To estimate when the two distinct lineages began divergence, the divergence rate of the two lineages was calculated. Firstly, the distances between the two lineages were estimated using software PHYLIP 3.62 according to Kimura-2-Parameter model with substitution rates differing in Gamma distribution and transistions/transversions ratio was set as 8.0 [19]. Because of inadequate sequences before 1990, only the means of the distances between the two lineages in 1990s (=0.2996 substitution/site) and in 2000s (=0.3129 substitution/site) were calculated with the nucleotide sequences of the aforementioned 53 selected isolates isolated in 1990s (Mean of the isolation time = 1996.09) and 76 selected isolates isolated in 2000s (Mean of the isolation time = 2002.45). Therefore, the rate of the divergence was approximately 0.00209 substitution/site/year). According to this rate, the two lineages possibly began divergence in 1850s. However, this was just a preliminary estimate based on the assumption that the two lineages diverged at a constant rate under the Kimura-2-Parameter model.

In 2000s, there have been 17 amino acid residues that were found to be different between the two lineages (Table 2), but the significance of these residues need to be investigated experimentally. Despite these differences in amino acid sequences between the two lineages, inactivated vaccine viruses from the Western lineage could provide complete protection from clinical signs and deaths caused by the current H5N1 HPAI viruses from the Eastern lineage and reduce the number of chickens infected and shedding virus [2]. This was possible because these different residues were not situated on the HA antigenic epitopes [23].

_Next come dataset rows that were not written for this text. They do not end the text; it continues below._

PR #3132, opened 2024-03-27
Kek/lock rework

kamirr:


core/payment/src/processor.rs
```diff
@@ -290,58 +295,91 @@ impl DriverRegistry {
...
+    db_executor: Mutex<DbExecutor>,
+    registry: RwLock<DriverRegistry>,
+    in_shutdown: AtomicBool,
 }
 
 impl PaymentProcessor {
     pub fn new(db_executor: DbExecutor) -> Self {
         Self {
-            db_executor,
+            db_executor: Mutex::new(db_executor),
```
nieznanysprawiciel, line 310: You assume that `DbExecutor` wasn't cloned, before this function was called.
This mutex protects db from being used in multiple places at the same time by processor, but not in general case

core/payment/src/processor.rs
```diff
@@ -743,8 +820,17 @@ impl PaymentProcessor {
...
     /// When `bool` is `true` all existing allocations are released immediately.
     /// For `false` each allocation timestamp is respected.
-    pub async fn release_allocations(&mut self, force: bool) {
-        let db = Data::new(self.db_executor.clone());
+    pub async fn release_allocations(&self, force: bool) {
+        // keep this lock alive for the entirety of this function for now
+        let db_executor = match self.db_executor.timeout_lock(DB_LOCK_TIMEOUT).await {
+            Ok(db) => db,
+            Err(_) => {
+                log::error!("Timed out waiting for db lock");
```
nieznanysprawiciel, line 828: maybe `inspect_err`?

nieznanysprawiciel (approved):

PR #3136, opened 2024-03-27
eventtype => eventType

staszek-krotki:


pwalski (approved):
lgtm, `ya-client` commit from `Cargo.toml` has `Timeout` with nested `timeout` field
https://github.com/golemfactory/ya-client/blob/87188a3f274ebc963debcccc6ae399e98e471c72/model/src/payment/params.rs#L41

scx1332:
Reverted change in Timeout in ya-client. Already bumped version in other pull request and closing this one. If you want to change Timeout struct in ya-client please make sure to not break API without good cause.

PR #3155, opened 2024-04-05
Grafana metrics grouping

nieznanysprawiciel:
resolves: https://github.com/golemfactory/gamerhash-facade/issues/101


core/metrics/src/pusher.rs
```diff
@@ -111,57 +118,127 @@ async fn try_get_default_id() -> anyhow::Result<IdentityInfo> {
...
+
+    #[test]
+    fn test_get_push_url_with_single_label() {
+        let ctx = MetricsCtx {
+            job: "community.1".into(),
+            labels: labels(&[("group", "random")]),
+            ..MetricsCtx::default()
+        };
+        let url = get_push_url("http://a", &default_id_info(), &ctx).unwrap();
+        assert_eq!("http://a/metrics/job/community.1/instance/0x0000000000000000000000000000000000000000/hostname/node1/group/random", url);
```
pwalski, line 216: I assume this `community.1` is a reason you remove some chars here 
https://github.com/golemfactory/yagna/pull/3155/files#diff-28888f6916f83521f834cc9d693aa6412458f751628bcb02dda30600ef5e38c5R12

core/metrics/src/pusher.rs
```diff
@@ -1,12 +1,17 @@
...
+use percent_encoding::{utf8_percent_encode, AsciiSet, NON_ALPHANUMERIC};
 use tokio::time::{self, Duration, Instant};
 
-use percent_encoding::{utf8_percent_encode, NON_ALPHANUMERIC};
 use ya_core_model::identity::{self, IdentityInfo};
 use ya_service_api::MetricsCtx;
 use ya_service_bus::typed as bus;
 
+lazy_static! {
+    static ref SAFE_CHAR_SET: AsciiSet = NON_ALPHANUMERIC.remove(b'.').remove(b'-').remove(b'_');
```
pwalski, line 12: This characters are rather an `UNSAFE_CHAR_SET`, because you want to encode them

core/metrics/src/pusher.rs
nieznanysprawiciel: Community was working correctly earlier and wasn't checked at all. But I wanted to have ability to use labels with special characters and they were looking really ugly in Grafana

core/metrics/src/pusher.rs
nieznanysprawiciel: Changed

Table 2 The amino acid residues different between the two lineages in 2000s

Figure 1 integrated all important H5 epidemics in the past decades. For example, it indicated that the current rampant H5N1 HAPI viruses in the Eastern Hemisphere were phylogenetically closer to the H5N1 HPAI viruses circulating in England in 1959 than to the H5N2 HPAI viruses circulating in Mexico in 1990s. Figure 1 also provided a framework for the studies on the evolution and epidemiology of H5 influenza viruses. For example, it indicated that H5 HPAI viruses possibly originated from multiple minor lineages in each of the distinct lineages and their NA subtypes could be N1, N2, N3, N8 or N9.

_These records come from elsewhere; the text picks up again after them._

Issue #58, opened 2026-05-24
Enable TLS (mTLS) on the agent<->core gRPC channel


neochaotic:
## Why

The AgentService gRPC server currently runs **plaintext** (\`grpc.NewServer()\`
with no transport credentials; \`cmd/leoflow-server/main.go\`). The agent client
already supports TLS 1.2+ (\`internal/agent/dial.go\`) and only sends its token
over a secure channel unless \`allowInsecure\`.

This is the **prerequisite for delivering Variables/Connections to tasks** (#54,
ADR 0021): secrets must not transit a plaintext channel. It also hardens XCom and
state reporting.

## Scope

- Server: configure \`grpc.NewServer\` with \`credentials.NewTLS\` (ideally mTLS so
  the core authenticates the agent's cert in addition to the per-task token).
- Cert management: CA + server cert; for mTLS, a per-agent/client cert (or a
  shared bootstrap cert) distributed to task pods. Config for cert paths.
- Keep an explicit \`allow_insecure\` for local/dev (k3d) only, off by default.
- Until TLS is on, #54's secret delivery must **fail closed** on an insecure
  channel unless explicitly opted in for dev.

Related: #54, ADR 0021, #56.

🤖 Generated with [Claude Code](https://claude.com/claude-code)

neochaotic:
## Certificate management & dev experience

Two distinct TLS surfaces — they don't mix:

### A) Agent↔core gRPC (this issue) — internal, pod→server. Never seen by the browser.
- **Dev / k3d:** runs with **no cert** — use `LEOFLOW_AGENT_ALLOW_INSECURE_SECRETS=true` (plaintext channel, dev only; the secret handlers fail closed otherwise). Zero cert setup to develop/test locally.
- **Production:** server-side TLS, cert via **cert-manager** (auto-renew) or a Helm self-signed cert; the CA (public) distributed to agents via ConfigMap/trust-bundle. **mTLS is defense-in-depth, not required** — the per-task bearer token already authenticates the agent, so TLS just needs to encrypt the channel. For mTLS later: cert-manager-csi-driver issues short-lived per-pod client certs (no Secrets, auto-rotated). If a service mesh (Istio/Linkerd) is present, let it do mTLS transparently.

### B) UI / API (browser-facing) — separate concern, NOT this channel.
- **Dev / local:** UI over plain **HTTP on `http://localhost:8080`** → browser accepts localhost with no warning, **no cert, no import**.
[...]

PR #96, opened 2026-05-26
draft(production): Helm hardening + chart-test CI + deployment guide

neochaotic:
**DRAFT — Production track.** Not for merge yet; this is the staged groundwork for when the Production edition opens. Everything ships **disabled by default** (non-breaking) so it can land safely ahead of time.

### Helm hardening (off by default)
- `templates/hpa.yaml` — `HorizontalPodAutoscaler` (safe with the leader-elected scheduler, ADR 0009).
- `templates/pdb.yaml` — `PodDisruptionBudget`.
- `templates/networkpolicy.yaml` — `NetworkPolicy` (trust boundary: clients → HTTP, Prometheus → metrics, **task pods → gRPC**; permissive egress default to avoid silently breaking DB/Redis/kube-apiserver).
- `templates/servicemonitor.yaml` — Prometheus Operator `ServiceMonitor` for `/metrics` (ADR 0010).
- `values.yaml` — `autoscaling` / `podDisruptionBudget` / `networkPolicy` / `metrics.serviceMonitor`, all `enabled: false`.
- (mTLS already exists via `agentTLS`, #58.)

### CI
- `.github/workflows/chart-test.yaml` — `helm lint` + `kubeconform` now; **kind install + pod-per-task smoke** as the gate to flesh out (the K8s analog of the Lite install gate). Triggers on `helm/**` PRs + manual.

### Docs
- `docs/production-deployment.md` — chart/HA/hardening, signed OCI publishing, layered CI, two-flow GitOps (Argo CD for the platform, image+API for DAGs), Kubeflow/Argo comparison, best practices.
- Pointer + toggles table in `helm/leoflow/README.md`.

## TODO before this becomes a real gate
- SHA-pin the helm/kind/azure actions (ADR 0014).
- Add `.github/ci/kind-datastores.yaml` and complete the pod-per-task smoke (build a sample DAG image, `kind load`, `POST /versions`, trigger a run, assert the task pod `Succeeded`).

## Validated offline
`helm lint` clean · all four new templates render with toggles on · `actionlint` clean · pre-commit gate green.

### DIFF
--- a/.github/workflows/chart-test.yaml
+++ b/.github/workflows/chart-test.yaml
@@ -1,0 +1,104 @@
+# DRAFT (Production track) — Helm chart CI. Mirrors the Lite install gate, but for
+# Kubernetes: lint + schema (every PR touching helm/**), then a real kind cluster
+# install with a pod-per-task smoke. Triggered manually (workflow_dispatch) and on
+# helm/** changes so it stays dormant until the Production front opens.
+#
+# TODO before enabling as a required gate:
+#   - SHA-pin the helm/kind/azure actions (ADR 0014 supply chain).
+#   - Flesh out the pod-per-task smoke (build a tiny DAG image, `kind load`, register
+#     via POST /api/v2/dags/:id/versions, trigger a run, assert the task pod succeeds).
+name: Chart test (DRAFT)
+
+on:
+  workflow_dispatch:
+  pull_request:
+    branches: [main]
+    paths: ["helm/**", ".github/workflows/chart-test.yaml"]
+
+permissions:
+  contents: read
+
+jobs:
+  # Fast, always-runnable: chart syntax + rendered-manifest schema.
+  lint:
+    name: helm lint + kubeconform
+    runs-on: ubuntu-latest
+    steps:
+      - uses: actions/checkout@34e114876b0b11c390a56381ad16ebd13914f8d5 # v4
+      - uses: azure/setup-helm@v4 # TODO: pin to SHA
+        with:
+          version: v3.16.2
+      - name: helm lint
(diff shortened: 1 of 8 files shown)


neochaotic:
## Fresh-runner contract for this CI smoke (F5 from PR #221 review)

A self-review of PR #221 caught a recurring trap: when a Leoflow contributor dogfoods locally, their machine often has \`pip install leoflow-parser\` from prior work or from the IDE. \`leoflow compile\` then "just works" without \`leoflow setup\` having extracted the parser — because Python finds the module in site-packages.

CI runners do NOT have this state, so the smoke for \`leoflow lite\` (this issue) MUST enforce a fresh-runner contract — otherwise it can pass on every PR while real users hit \`No module named leoflow_parser\` on their first attempt.

**Make explicit in this smoke's runbook:**

- The smoke job runs on a **clean Docker image** (no Leoflow pre-installed, no \`pip install leoflow-parser\`, no pre-existing \`~/.leoflow/\` directory).
- The smoke FAILS if any of these are present at the start of the run.
- Cache buster: a pre-step that verifies \`python3 -c "import leoflow_parser"\` exits non-zero. If it succeeds, the smoke aborts with "fresh-runner contract violated — site-packages has a stale install".
- Same contract applies to the per-distro smoke (busybox-libc / hostile-locale variants).

This is the contract that would have surfaced the BYO + setup ordering gap fixed in PR #221 BEFORE a real user hit it.

References: PR #221 (BYO Python + setup docs), #220 (Pro CI matrix), \`TestCompileFailThenRecoverIsClean\` (proves recovery is clean once the gap is hit).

In conclusion, this study described a whole map of the diversity of H5 influenza viruses, which provided us some information about the distributions of NA subtypes, isolation places, isolation years, host species and virulence of the viruses. It also provided a framework for the studies on the evolution and epidemiology of H5 influenza viruses including the investigations on the further development of the two distinct lineages. For example, whether will one disappear? whether will they circulate in overlapping areas and further evolve into two separate subtypes?